WHAT THIS TASK INVOLVES:
Write the data out again so that it matches word for word.

Saved data entries
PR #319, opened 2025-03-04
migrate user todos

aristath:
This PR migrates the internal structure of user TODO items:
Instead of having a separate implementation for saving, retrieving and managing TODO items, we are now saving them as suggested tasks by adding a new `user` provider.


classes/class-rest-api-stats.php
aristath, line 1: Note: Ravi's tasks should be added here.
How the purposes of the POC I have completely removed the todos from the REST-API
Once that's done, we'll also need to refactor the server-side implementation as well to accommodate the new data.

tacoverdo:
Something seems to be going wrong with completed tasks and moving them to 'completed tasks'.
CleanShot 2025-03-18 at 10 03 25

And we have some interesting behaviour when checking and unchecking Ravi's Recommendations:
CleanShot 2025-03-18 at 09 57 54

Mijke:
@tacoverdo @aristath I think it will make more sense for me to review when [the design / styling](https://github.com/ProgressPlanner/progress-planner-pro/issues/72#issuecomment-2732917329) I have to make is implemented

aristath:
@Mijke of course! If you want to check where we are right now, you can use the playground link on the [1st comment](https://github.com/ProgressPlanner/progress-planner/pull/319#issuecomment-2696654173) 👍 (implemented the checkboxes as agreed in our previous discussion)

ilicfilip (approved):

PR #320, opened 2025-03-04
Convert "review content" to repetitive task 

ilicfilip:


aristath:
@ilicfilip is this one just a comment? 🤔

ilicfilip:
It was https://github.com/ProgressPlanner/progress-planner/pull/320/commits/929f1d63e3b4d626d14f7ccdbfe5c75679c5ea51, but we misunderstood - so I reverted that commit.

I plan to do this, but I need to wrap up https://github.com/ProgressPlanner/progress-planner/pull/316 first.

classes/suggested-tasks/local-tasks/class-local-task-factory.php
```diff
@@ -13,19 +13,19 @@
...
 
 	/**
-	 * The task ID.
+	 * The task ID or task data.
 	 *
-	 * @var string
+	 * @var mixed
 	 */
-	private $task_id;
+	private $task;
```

OUTPUT FOR THIS EXERCISE:
PR #319, opened 2025-03-04
migrate user todos

aristath:
This PR migrates the internal structure of user TODO items:
Instead of having a separate implementation for saving, retrieving and managing TODO items, we are now saving them as suggested tasks by adding a new `user` provider.


classes/class-rest-api-stats.php
aristath, line 1: Note: Ravi's tasks should be added here.
How the purposes of the POC I have completely removed the todos from the REST-API
Once that's done, we'll also need to refactor the server-side implementation as well to accommodate the new data.

tacoverdo:
Something seems to be going wrong with completed tasks and moving them to 'completed tasks'.
CleanShot 2025-03-18 at 10 03 25

And we have some interesting behaviour when checking and unchecking Ravi's Recommendations:
CleanShot 2025-03-18 at 09 57 54

Mijke:
@tacoverdo @aristath I think it will make more sense for me to review when [the design / styling](https://github.com/ProgressPlanner/progress-planner-pro/issues/72#issuecomment-2732917329) I have to make is implemented

aristath:
@Mijke of course! If you want to check where we are right now, you can use the playground link on the [1st comment](https://github.com/ProgressPlanner/progress-planner/pull/319#issuecomment-2696654173) 👍 (implemented the checkboxes as agreed in our previous discussion)

ilicfilip (approved):

PR #320, opened 2025-03-04
Convert "review content" to repetitive task 

ilicfilip:


aristath:
@ilicfilip is this one just a comment? 🤔

ilicfilip:
It was https://github.com/ProgressPlanner/progress-planner/pull/320/commits/929f1d63e3b4d626d14f7ccdbfe5c75679c5ea51, but we misunderstood - so I reverted that commit.

I plan to do this, but I need to wrap up https://github.com/ProgressPlanner/progress-planner/pull/316 first.

classes/suggested-tasks/local-tasks/class-local-task-factory.php
```diff
@@ -13,19 +13,19 @@
...
 
 	/**
-	 * The task ID.
+	 * The task ID or task data.
 	 *
-	 * @var string
+	 * @var mixed
 	 */
-	private $task_id;
+	private $task;
```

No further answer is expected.